Ultrasound-firewall for mobile phones


The permanent networking of mobile devices can endanger the privacy of users and lead to new forms of monitoring. New technologies such as Google Nearby and Silverpush use ultrasonic sounds to exchange information between devices via loudspeakers and microphones (also called "data over audio").
More and more of our devices communicate via this inaudible communication channel. Ultrasonic communication allows devices to be paired and information to be exchanged. It also makes it possible to track users and their behaviour over a number of devices, much like cookies on the Web. Almost every device with a microphone and a loudspeaker can send and receive ultrasonic sounds. Users are usually unaware of this inaudible and hidden data transmission.
The SoniControl project of St. Pölten University of Applied Sciences has developed a mobile application that detects acoustic cookies, brings them to the attention of users and if desired, blocks the tracking. The app is thus, in a sense, the first available ultrasound-firewall for smartphones and tablets. "The most challenging part of developing the app was to devise a method that can detect different existing ultrasound-transmission techniques reliably and in real time", said Matthias Zeppelzauer, head of the project and senior researcher in the Media Computing research group of the Institute of Creative\Media/Technologies at St. Pölten UAS.
Determining interests and location
Such ultrasonic signals can be used for so-called "cross-device tracking". This makes it possible to track the user's behaviour across multiple devices, and relevant user profiles can be merged with one other. In this way, more accurate user profiles can be created for targeted advertising and filtering of internet content.
Unlike their electronic counterparts when visiting web pages, up to now it has not been possible to block acoustic cookies. "In order to accept voice commands, the mobile phone microphone is often permanently active. Every mobile application that has access to the microphone as well as the operating system itself can at any time without notice: activate the microphone of a mobile device, listen to it, detect acoustic cookies and synchronise it over the Internet", said Zeppelzauer. Users are often not informed of this information transmission during ongoing operation. Only a permanent deactivation of the microphone would help, whereby the device as a telephone would become unusable.
Masking of ultrasound cookies
In the project SoniControl, Zeppelzauer and his colleagues, Peter Kopciak, Kevin Pirner, Alexis Ringot und Florian Taurer have developed a procedure to expose the cookies and inform device users. For masking and blocking the ultrasonic data transfer, interference signals are transmitted via the loudspeaker of the mobile device. Thus, acoustic cookies can be neutralized before operating systems or mobile applications can access them. Users can selectively block cookies without affecting the functionality of the smartphone.

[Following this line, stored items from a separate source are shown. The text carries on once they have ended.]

PR #1844, opened 2025-06-11
PPF-667 Slack notification for udb organizer

grubolsch:
### Added
- Added new Event called UdbOrganizerAdded, when triggered it sends a slack message to a new channel
- Has configurable uri for uitpas website and udb3 website for slack message
- Bonus feature: only allow adding of organisations when this org exists in UDB3
- Bonus feature: throw an user friendly error when trying to add an org that already was added

---
Ticket: https://jira.uitdatabank.be/browse/PPF-667

### DIFF
--- a/app/UiTPAS/UiTPASServiceProvider.php
+++ b/app/UiTPAS/UiTPASServiceProvider.php
@@ -5,7 +5,6 @@ declare(strict_types=1);
 namespace App\UiTPAS;
 
 use App\Api\TokenStrategy\ClientCredentials;
-use App\Domain\Integrations\Events\IntegrationCreated;
 use App\Domain\Integrations\Events\UdbOrganizerCreated;
 use App\Domain\Integrations\GetIntegrationOrganizersWithTestOrganizer;
 use App\Domain\Integrations\Repositories\IntegrationRepository;
--- a/app/Notifications/NotificationsProvider.php
+++ b/app/Notifications/NotificationsProvider.php
@@ -10,7 +10,7 @@ use App\Domain\Subscriptions\Repositories\SubscriptionRepository;
 use App\Notifications\Listeners\NotifyIntegrationChanged;
 use App\Notifications\Slack\SlackMessageBuilder;
 use App\Notifications\Slack\SlackNotifier;
-use App\Search\FetchNameForUdb3Organizer;
+use App\Search\UdbOrganizerNameResolver;
 use App\Search\Sapi3\SearchService;
 use App\UiTPAS\UiTPASConfig;
 use Illuminate\Support\Facades\Event;
@@ -35,7 +35,7 @@ final class NotificationsProvider extends ServiceProvider
             fn () =>
             new SlackMessageBuilder(
                 $this->app->get(SubscriptionRepository::class),
-                $this->app->get(FetchNameForUdb3Organizer::class),
+                $this->app->get(UdbOrganizerNameResolver::class),
                 $this->app->get(SearchService::class),
                 config(UiTPASConfig::CLIENT_PERMISSIONS_URI->value),
                 config(UiTPASConfig::UDB_BASE_URI->value),
--- a/app/Notifications/Slack/SlackMessageBuilder.php
+++ b/app/Notifications/Slack/SlackMessageBuilder.php
@@ -10,14 +10,14 @@ use App\Domain\Integrations\IntegrationStatus;
 use App\Domain\Integrations\UdbOrganizer;
 use App\Domain\Subscriptions\Repositories\SubscriptionRepository;
 use App\Notifications\MessageBuilder;
-use App\Search\FetchNameForUdb3Organizer;
+use App\Search\UdbOrganizerNameResolver;
 use App\Search\Sapi3\SearchService;
 
 final readonly class SlackMessageBuilder implements MessageBuilder
 {
     public function __construct(
         private SubscriptionRepository $subscriptionRepository,
-        private FetchNameForUdb3Organizer $fetchNameForUdb3Organizer,
+        private UdbOrganizerNameResolver $fetchNameForUdb3Organizer,
         private SearchService $searchService,
         private string $uitpasRootUri,
         private string $udbRootUri,
@@ -45,7 +45,7 @@ final readonly class SlackMessageBuilder implements MessageBuilder
     {
         $client = $integration->getKeycloakClientByEnv(Environment::Production);
 
-        $organizerName = $this->fetchNameForUdb3Organizer->fetchName($this->searchService->findUiTPASOrganizers($udbOrganizer->organizerId));
+        $organizerName = $this->fetchNameForUdb3Organizer->getName($this->searchService->findUiTPASOrganizers($udbOrganizer->organizerId));
 
         $message = '*:robot_face: :incoming_envelope: ' . $integration->name . ' - requested access to organisation ' . $organizerName . ' (' . $udbOrganizer->organizerId . ') *';
         $message .= PHP_EOL . PHP_EOL;
--- a/app/Nova/Resources/UdbOrganizer.php
+++ b/app/Nova/Resources/UdbOrganizer.php
@@ -6,7 +6,7 @@ namespace App\Nova\Resources;
 
 use App\Domain\Integrations\Models\UdbOrganizerModel;
 use App\Nova\Resource;
-use App\Search\FetchNameForUdb3Organizer;
+use App\Search\UdbOrganizerNameResolver;
 use App\Search\Sapi3\SearchService;
 use App\UiTPAS\UiTPASConfig;
 use Illuminate\Support\Facades\App;
@@ -50,8 +50,8 @@ final class UdbOrganizer extends Resource
                 ->readonly(),
 
             Text::make('Name', static function (UdbOrganizerModel $model) {
-                /** @var FetchNameForUdb3Organizer $fetchNameForUdb3Organizer */
-                $fetchNameForUdb3Organizer = App::get(FetchNameForUdb3Organizer::class);
+                /** @var UdbOrganizerNameResolver $udbOrganizerNameResolver */
+                $udbOrganizerNameResolver = App::get(UdbOrganizerNameResolver::class);
 
                 /** @var SearchService $searchService */
                 $searchService = App::get(SearchService::class);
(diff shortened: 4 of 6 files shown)


app/Nova/Actions/AddUdbOrganizer.php
```diff
@@ -36,13 +38,21 @@ public function handle(ActionFields $fields, Collection $integrations): ActionRe
...
+        try {
+            $this->organizerRepository->create(
+                new UdbOrganizer(
+                    $id,
+                    Uuid::fromString($integration->id),
+                    $organizationIdAsString
+                )
+            );
+        } catch (PDOException) {
+            return Action::danger('Organizer "' . $organizationIdAsString . '" was already added.');
```
LucWollants, line 52: There could be other reasons this fails with a `PDOException`

app/UiTPAS/Listeners/SendSlackMessageWhenOrganizerIsRequested.php
```diff
@@ -0,0 +1,52 @@
...
+use App\Domain\Integrations\Repositories\IntegrationRepository;
+use App\Domain\Integrations\Repositories\UdbOrganizerRepository;
+use App\Notifications\Notifier;
+use App\UiTPAS\Slack\UdbOrganizerMessageBuilder;
+use Illuminate\Bus\Queueable;
+use Illuminate\Contracts\Queue\ShouldQueue;
+use Psr\Log\LoggerInterface;
+use Throwable;
+
+final class SendSlackMessageWhenOrganizerIsRequested implements ShouldQueue
```
LucWollants, line 18: I would make it more general, like `NotifyIntegrationChanged` and change it to something like `NotifyUdbOrganizerAdded`

app/UiTPAS/Slack/UdbOrganizerMessageBuilder.php
```diff
@@ -0,0 +1,35 @@
...
+
+declare(strict_types=1);
+
+namespace App\UiTPAS\Slack;
+
+use App\Domain\Integrations\Environment;
+use App\Domain\Integrations\Integration;
+use App\Domain\Integrations\UdbOrganizer;
+
+final readonly class UdbOrganizerMessageBuilder
```
LucWollants, line 11: There seems to be a lot of common code with the existing `SlackMessageBuilder`

tests/Domain/Integrations/Repositories/EloquentUdbOrganizerRepositoryTest.php
```diff
@@ -79,4 +79,11 @@ public function testDelete(): void
             'organizer_id' => $this->organizer1->organizerId,
         ]);
     }
+
+    public function test_it_can_get_an_udb_organizer_by_id(): void
```
LucWollants, line 83: Not related to this pull request, but I think the `testDelete` method doesn't create the `$organizer1` inside the database.

app/UiTPAS/Listeners/SendSlackMessageWhenOrganizerIsRequested.php
grubolsch: I will got for `NotifyIntegrationRequested`, to communicate this is part of an approval flow.

app/Domain/Integrations/Events/UdbOrganizerAdded.php
```diff
@@ -0,0 +1,17 @@
...
+namespace App\Domain\Integrations\Events;
+
+use Illuminate\Foundation\Events\Dispatchable;
+use Ramsey\Uuid\UuidInterface;
+
+final readonly class UdbOrganizerAdded
+{
+    use Dispatchable;
+
+    public function __construct(public UuidInterface $id)
```
LucWollants, line 14: I wonder if this should not contain the integration ID and the organizer ID? Because an UDB3 organizer is added to an integration, so to define the event uniquely both IDs are required.

app/UiTPAS/Slack/UdbOrganizerMessageBuilder.php
grubolsch: Not really? I did look into reusing the existing `SlackMessageBuilder` but the main reason i decided not to use it is because the inferface requires an `Integration`, but in my case I start from an `UdbOrganizer`.
So just making another implementation was difficult.

I can however, merge both classes into 1 if you prefer, with a second method?
Don't really see the benefit, but that is an option.

tests/Domain/Integrations/Repositories/EloquentUdbOrganizerRepositoryTest.php
grubolsch: haha, good catch, will fix it.

app/Domain/Integrations/Events/UdbOrganizerAdded.php
grubolsch: Renamed to `UdbOrganizerCreated`

app/UiTPAS/UiTPASServiceProvider.php
```diff
@@ -50,6 +55,27 @@ public function register(): void
             );
         });
 
+        $this->app->singleton(UdbOrganizerMessageBuilder::class, function () {
```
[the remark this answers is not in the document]
LucWollants: I mean you can directly inject the `UdbOrganizerMessageBuilder` inside the constructor of `SendSlackMessageWhenOrganizerIsRequested` on line [75](https://github.com/cultuurnet/publiq-platform/pull/1844/files/7e5641c20353bcaceb4ae459486d5fd3a663fca7#diff-208fec38076ede4b286fa5c4ee114767e3d4802e786a7a454f34d388baac6dd4R75).

app/UiTPAS/Slack/UdbOrganizerMessageBuilder.php
LucWollants: Now I also see this class does not derive from `MessageBuilder`.

But I still think there is a lot in common, for example:
- Message title
- Type
- Status
- Subscription
- Website
- Open in publiq-platform

The only extra things are open in UiTPAS and open in UDB3

LucWollants: There is also nothing wrong with adding an extra method `toMessageWithOrganizer` and implementing that inside the existing `SlackMessageBuilder`. That is also one of the reasons this concrete `SlackMessageBuilder` is inside the `Notifications` namespace.

app/UiTPAS/Slack/UdbOrganizerMessageBuilder.php
```diff
@@ -0,0 +1,35 @@
...
+        $client = $integration->getKeycloakClientByEnv(Environment::Production);
+
+        $message = '*:robot_face: :incoming_envelope: ' . $integration->name . ' - requested access to organisation ' . $org->organizerId . '*';
+        $message .= PHP_EOL . PHP_EOL;
+        $message .= PHP_EOL . '• *Status:* _' . $integration->status->value . '_';
+        $message .= PHP_EOL . '• *Description:* _' . $integration->description . '_';
+        $message .= PHP_EOL . '• *Website:* _' . ($integration->website() ? $integration->website()->value : 'N/A') . '_';
+        $message .= PHP_EOL;
+        $message .= PHP_EOL . '• *Open in publiq-platform:* ' . $this->appUrl . '/admin/resources/integrations/' . $integration->id->toString();
+        //@todo Not sure if we want to localize this URL on the env?
```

The masking of the cookies occurs by means of ultrasound, which is inaudible to humans. "There is currently no technology on the market that can detect and block acoustic cookies. The application developed in this project represents the first approach that gives people control over this type of tracking", says Zeppelzauer.
All project results and the application have been made publicly available. The system is therefore directly usable and expandable for everyone. All project results have been released under Creative-Commons license.
Data exchange via ultrasound in the Internet-of-Things
The technology is now being further developed in a follow-up project, SoniTalk. Through Internet-of-Things (IoT) technologies an increasing number of devices are communicating with one another. Ultrasonic communication is increasingly used for data exchange between mobile phones and devices. Thus, ultrasonic communication is an alternative technology for ad-hoc data exchange, near-field communication (NFC) and as a channel for two-factor authentication that proves the identity of users by combining two different and independent components.
The new project SoniTalk wants to give users full control over what is allowed to be sent by which app and should effectively help to protect user privacy. The goal of SoniTalk is an open source, transparent and fully private-sphere oriented protocol for ultrasonic communication. SoniTalk seeks to lay the groundwork for a new free standard in the field of ultrasonic communication that enables secure communication and protects user privacy.